(What is expected)
Take each line from the entries that holds "only" and copy it out.

(Records supplied)
== == ==

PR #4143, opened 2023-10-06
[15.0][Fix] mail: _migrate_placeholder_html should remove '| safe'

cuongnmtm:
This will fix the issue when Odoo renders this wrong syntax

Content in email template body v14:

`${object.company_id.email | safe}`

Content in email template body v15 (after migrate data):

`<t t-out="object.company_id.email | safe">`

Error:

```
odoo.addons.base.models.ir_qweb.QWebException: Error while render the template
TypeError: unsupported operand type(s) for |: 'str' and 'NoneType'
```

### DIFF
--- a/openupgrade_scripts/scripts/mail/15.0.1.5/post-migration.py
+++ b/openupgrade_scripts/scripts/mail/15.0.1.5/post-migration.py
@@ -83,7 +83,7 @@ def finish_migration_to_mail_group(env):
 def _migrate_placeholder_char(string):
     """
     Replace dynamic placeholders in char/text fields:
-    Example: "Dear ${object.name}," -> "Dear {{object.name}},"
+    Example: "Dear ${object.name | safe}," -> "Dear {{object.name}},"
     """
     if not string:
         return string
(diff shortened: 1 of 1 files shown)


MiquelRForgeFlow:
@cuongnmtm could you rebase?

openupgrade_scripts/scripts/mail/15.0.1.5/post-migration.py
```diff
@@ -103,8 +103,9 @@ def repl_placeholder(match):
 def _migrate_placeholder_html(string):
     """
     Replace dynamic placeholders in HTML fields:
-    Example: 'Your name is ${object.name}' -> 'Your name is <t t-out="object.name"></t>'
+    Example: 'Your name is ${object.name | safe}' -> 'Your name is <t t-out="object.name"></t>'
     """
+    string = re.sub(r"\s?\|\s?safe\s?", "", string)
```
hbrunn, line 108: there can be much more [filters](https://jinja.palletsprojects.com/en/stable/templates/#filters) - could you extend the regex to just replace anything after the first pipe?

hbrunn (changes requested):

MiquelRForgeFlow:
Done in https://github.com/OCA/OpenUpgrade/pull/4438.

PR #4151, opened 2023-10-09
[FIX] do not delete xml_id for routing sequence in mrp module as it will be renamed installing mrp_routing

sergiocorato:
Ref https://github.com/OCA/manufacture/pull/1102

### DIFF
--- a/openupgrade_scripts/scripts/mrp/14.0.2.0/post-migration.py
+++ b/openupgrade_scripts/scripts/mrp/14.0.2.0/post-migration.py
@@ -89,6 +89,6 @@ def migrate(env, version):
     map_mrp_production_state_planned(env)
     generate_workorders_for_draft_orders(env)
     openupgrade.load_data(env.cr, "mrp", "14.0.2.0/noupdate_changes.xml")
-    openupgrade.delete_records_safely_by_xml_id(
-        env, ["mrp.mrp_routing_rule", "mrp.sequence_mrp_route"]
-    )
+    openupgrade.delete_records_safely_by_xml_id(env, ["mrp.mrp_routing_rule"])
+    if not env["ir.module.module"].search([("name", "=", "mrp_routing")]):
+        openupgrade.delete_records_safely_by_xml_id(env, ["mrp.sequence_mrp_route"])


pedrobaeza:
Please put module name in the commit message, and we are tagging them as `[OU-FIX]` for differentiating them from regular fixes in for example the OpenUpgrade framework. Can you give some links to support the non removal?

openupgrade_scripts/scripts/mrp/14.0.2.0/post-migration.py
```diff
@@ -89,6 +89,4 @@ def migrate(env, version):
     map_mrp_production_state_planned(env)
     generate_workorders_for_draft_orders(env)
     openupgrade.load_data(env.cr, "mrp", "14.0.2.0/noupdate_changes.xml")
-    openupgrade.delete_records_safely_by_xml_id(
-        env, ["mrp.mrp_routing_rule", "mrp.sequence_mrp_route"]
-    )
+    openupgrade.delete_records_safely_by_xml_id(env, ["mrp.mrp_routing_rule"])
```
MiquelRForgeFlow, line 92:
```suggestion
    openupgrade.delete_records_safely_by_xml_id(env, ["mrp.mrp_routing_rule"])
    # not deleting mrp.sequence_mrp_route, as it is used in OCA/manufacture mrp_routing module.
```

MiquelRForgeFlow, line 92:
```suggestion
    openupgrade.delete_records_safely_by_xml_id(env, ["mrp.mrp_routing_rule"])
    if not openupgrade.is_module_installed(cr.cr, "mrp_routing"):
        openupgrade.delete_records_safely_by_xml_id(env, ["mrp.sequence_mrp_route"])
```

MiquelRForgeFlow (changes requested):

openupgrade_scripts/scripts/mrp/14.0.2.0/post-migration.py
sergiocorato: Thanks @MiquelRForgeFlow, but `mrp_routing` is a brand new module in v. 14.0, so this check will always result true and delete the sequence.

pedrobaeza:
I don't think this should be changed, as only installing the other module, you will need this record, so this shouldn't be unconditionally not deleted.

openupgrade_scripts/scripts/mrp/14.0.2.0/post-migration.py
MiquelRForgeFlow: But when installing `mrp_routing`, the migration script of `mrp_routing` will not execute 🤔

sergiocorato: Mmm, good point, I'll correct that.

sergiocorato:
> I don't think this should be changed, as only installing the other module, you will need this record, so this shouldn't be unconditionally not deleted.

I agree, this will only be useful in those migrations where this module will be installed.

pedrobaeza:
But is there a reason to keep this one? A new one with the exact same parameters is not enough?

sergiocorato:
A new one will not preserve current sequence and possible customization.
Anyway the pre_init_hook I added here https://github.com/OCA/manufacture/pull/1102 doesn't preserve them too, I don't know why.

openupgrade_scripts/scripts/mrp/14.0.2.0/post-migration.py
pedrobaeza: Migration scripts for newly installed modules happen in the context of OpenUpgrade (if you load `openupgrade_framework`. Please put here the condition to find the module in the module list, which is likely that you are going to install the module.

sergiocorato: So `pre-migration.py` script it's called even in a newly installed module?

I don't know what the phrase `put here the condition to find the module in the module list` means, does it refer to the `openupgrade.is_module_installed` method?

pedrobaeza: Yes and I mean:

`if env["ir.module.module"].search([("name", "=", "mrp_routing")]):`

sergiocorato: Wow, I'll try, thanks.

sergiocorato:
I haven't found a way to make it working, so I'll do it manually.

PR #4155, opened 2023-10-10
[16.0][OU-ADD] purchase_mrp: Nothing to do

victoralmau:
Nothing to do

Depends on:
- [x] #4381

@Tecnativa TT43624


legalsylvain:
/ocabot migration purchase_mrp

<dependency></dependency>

== == ==

(Solution to the problem)
I don't think this should be changed, as only installing the other module, you will need this record, so this shouldn't be unconditionally not deleted.
> I don't think this should be changed, as only installing the other module, you will need this record, so this shouldn't be unconditionally not deleted.
I agree, this will only be useful in those migrations where this module will be installed.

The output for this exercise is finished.